• **REQUIRED WORK**
Tally up the lines below that include the word "just". Answer with the number alone.

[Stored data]
== Segment start ==
PR #4356, opened 2020-12-08
Continue working on realms

zherczeg:
- Rework symbols to have the same value across realms
- Support realms for native functions
- Support test262
- Use new.target realms for constructing intrinsics

Note: lots of built-ins ignore new.target so realms support cannot be added for them at the moment.


jerry-main/main-utils.c
```diff
@@ -148,6 +148,38 @@ test262_eval_script (const jerry_value_t func_obj_val, /**< function object */
   return ret_value;
 } /* test262_eval_script */
 
+/**
+ * $262.evalScript
```
rerobika, line 152: `$262.createRealm`

jerry-main/main-utils.c
```diff
@@ -148,6 +148,38 @@ test262_eval_script (const jerry_value_t func_obj_val, /**< function object */
...
+ *
+ * A function which accepts a string value as its first argument and executes it
+ *
+ * @return completion of the script parsing and execution.
```
rerobika, line 156: The whole description seems incorrect.

jerry-main/main-utils.c
```diff
@@ -148,6 +148,38 @@ test262_eval_script (const jerry_value_t func_obj_val, /**< function object */
...
+  jerry_value_t name_val = jerry_create_string ((const jerry_char_t *) "global");
+  jerry_value_t realm_val = jerry_create_realm ();
+
+  jerry_value_t result_val = jerry_set_property (result_object, name_val, realm_val);
+
+  jerry_release_value (result_val);
+  jerry_release_value (realm_val);
+  jerry_release_value (name_val);
+
+  return result_object;
```
rerobika, line 180: I think this is incorrect.

According the int `INTERPRETING.md` in test262
```
createRealm - a function which creates a new ECMAScript Realm, defines this API on the new realm's global object, and returns the $262 property of the new realm's global object
```

So what I think we need to do there:
1, Replace `static void register_test262 (void)` to `static jerry_value_t register_test262 (jerry_value_t global_obj)`.
 - which returns the registered `test262` object to the given `global_obj`.
 - Releases the given `global_obj`

2, Replace the current usage of `register_test262()` to `jerry_release_value(register_test262 (jerry_get_global_object ()))`
3, In `test262_create_realm` create a new realm `realm_val` and return with `register_test262 (new_realm)`;

rerobika (changes requested):

jerry-main/main-utils.c
zherczeg: Good idea, it seems it fixed another 4 tests.

zherczeg:
Thank you for the review, patch is ready.

jerry-main/main-utils.c
```diff
@@ -148,17 +148,47 @@ test262_eval_script (const jerry_value_t func_obj_val, /**< function object */
...
 
+static jerry_value_t
+register_test262 (jerry_value_t global_obj);
+
+/**
+ * $262.createRealm
+ *
+ * A function which creates a new realm object
+ *
+ * @return new realm object
```
rerobika, line 159: `@return $test262 property of the new realm object`

rerobika (approved):
LGTM after the description update

dbatyai (approved):
LGTM

PR #31, opened 2017-10-12
Update datavizkit to avoid warning re. shouldComponentUpdate()

micapam:
A class in Datavizkit was giving warnings - just needed to switch `PureComponent` to `Component` in datavizkit and then upgrade datavizkit version. 

Ref: https://github.com/govau/datavizkit/commit/49c9ede469d4b6223c655c59495d2aebbe82ab60


davidgilbertson (approved):
While you're at it, to stop datavizkit complaining about unmet dependencies , do you want to bump the `peerDependency` values in `package.json` to `"react": ">=15.5.4",` and `"react-dom": ">=15.5.4",`

PR #32, opened 2017-10-16
Feat/sc 72 city overview

davidgilbertson:
This was originally logged as two tasks, but they're handled by the same code, so done in one task.
Jira: https://govausites.atlassian.net/browse/SC-72 and https://govausites.atlassian.net/browse/SC-10

1920x1080
image

1366x768
image

iPhone 8
localhost_8080_all-cities_overview iphone 8

iPad
localhost_8080_all-cities_overview ipad

iPad
localhost_8080_all-cities_overview ipad 1


public/data/smartCitiesData.json
```diff
@@ -1,7 +1,9 @@
 [
   {
```
davidgilbertson, line 2: This is the generated file. It's changed because of changes in `convert.js` and `cities.js`

scripts/convert.js
```diff
@@ -21,11 +21,12 @@ const indicators = Object.entries(INDICATORS).map(([key, indicator]) => ({
...
-        name: row.Cities,
-        id: kebabCase(row.Cities),
-        indices: {},
-      };
+      const city = CITIES[row.Cities];
+
+      if (!city) throw new Error(`${row.Cities} is not a known smart city`);
+
+      city.name = row.Cities;
+      city.indices = {};
```
davidgilbertson, line 29: We now mix in some static city data in the same way we get the static indicator data.

src/components/CategoryBanner/CategoryBanner.test.js
```diff
@@ -1,47 +0,0 @@
-import React from 'react';
```
davidgilbertson, line 1: Note deleted, renamed to `PageBanner`

micapam:
You've mentioned two tasks @davidgilbertson but linked twice to the same task (SC-72) - what's the other one ?

davidgilbertson:
Oops. SC-10. Updated.

src/components/OverviewSection/OverviewSection.js
```diff
@@ -0,0 +1,67 @@
...
+  );
+};
+
+const cityPropShape = {
+  description: PropTypes.string.isRequired,
+  indices: PropTypes.object.isRequired,
+  shortName: PropTypes.string.isRequired,
+};
+
+OverviewSection.propTypes = {
```
micapam, line 62: I feel a bit squeamish about this (and how it ripples into other components too). Not sure if I have a better solution though.

micapam: This might be of interest: https://github.com/airbnb/prop-types
(Specifically: https://github.com/airbnb/prop-types/blob/master/src/mutuallyExclusiveProps.js )

scripts/convert.js
```diff
@@ -21,11 +21,12 @@ const indicators = Object.entries(INDICATORS).map(([key, indicator]) => ({
...
-      const city = {
-        name: row.Cities,
-        id: kebabCase(row.Cities),
-        indices: {},
-      };
+      const city = CITIES[row.Cities];
+
+      if (!city) throw new Error(`${row.Cities} is not a known smart city`);
+
+      city.name = row.Cities;
```
micapam, line 28: Are we sure the long names in the spreadsheet are the ones we want to surface on the website? If not, we could add in `name` or `longName` to the attributes in `cities.js`, and just use row.Cities as the key to look up (then throw away)

micapam (approved):
LGTM, minor comments

scripts/convert.js
davidgilbertson: Good point, don't know. Every time I ask I get a different answer so maybe we revisit this later.

src/components/OverviewSection/OverviewSection.js
davidgilbertson: Yeah, I hear ya. But I think in practice there's nothing that could go wrong and make it into production without a dev-time warning, (if neither are passed in it fails loudly) so I don't think it's worth adding more complexity in the form of another package when it wouldn't have any material impact.

micapam: I was thinking more of the case where _both_ are passed.

davidgilbertson: Ah, gotcha. Yes then all sorts of unknown things would go wrong.

PR #33, opened 2017-10-16
Feat/sc 81 perf indicator ui

davidgilbertson:
Jira: https://govausites.atlassian.net/browse/SC-81

This is the most complex P in the history of the world. The rules as to its appearance are in the task.

Alignment is shoddy but will be replaced with an SVG icon in SC-60, the icon task.

localhost_8080_all-cities_overview ipad 2
localhost_8080_all-cities_overview ipad 3


src/components/CategoryIndicator/CategoryIndicator.js
```diff
@@ -38,6 +38,7 @@ const CategoryIndicator = (props) => {
           className={style.card}
           indicator={props.category.heroIndicatorId}
           color={categoryColor}
+          colorName={props.category.colorName}
```
micapam, line 41: Why are both color and colorName required ?

src/components/IndicatorTypeMark/IndicatorTypeMark.js
```diff
@@ -0,0 +1,57 @@
...
+  LARGE: 'LARGE',
+};
+
+// A "P" in a circle
+const IndicatorTypeMark = (props) => {
+  const performanceMarkColor = getColorVariant(props.colorName, '900');
+
+  let pColor;
+  if (props.isCategoryPage) {
+    pColor = COLORS.WHITE;
```
micapam, line 20: I can't see where this gets used....?

micapam (approved):
lgtm

src/components/IndicatorTypeMark/IndicatorTypeMark.js
davidgilbertson: Wow, nicely caught. I started out just falling back to CSS for color, but got half-way to explicitly setting the colour here for clarity.

Fixed.

src/components/CategoryIndicator/CategoryIndicator.js
davidgilbertson: Yeah it's a bit of a mess. The `color` is an actual hex code. It needs to be passed in explicitly because it's different for every sub-category, so the parent component must calculate it.

But also, we need to just take the 900 variant of whatever the current category color is (`colorName`) for the `<IndicatorTypeMark>`, and we don't want to calculate that multiple times and pass it down as a HEX code.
== Segment end ==
• **SOLUTION TO THIS PROBLEM**
4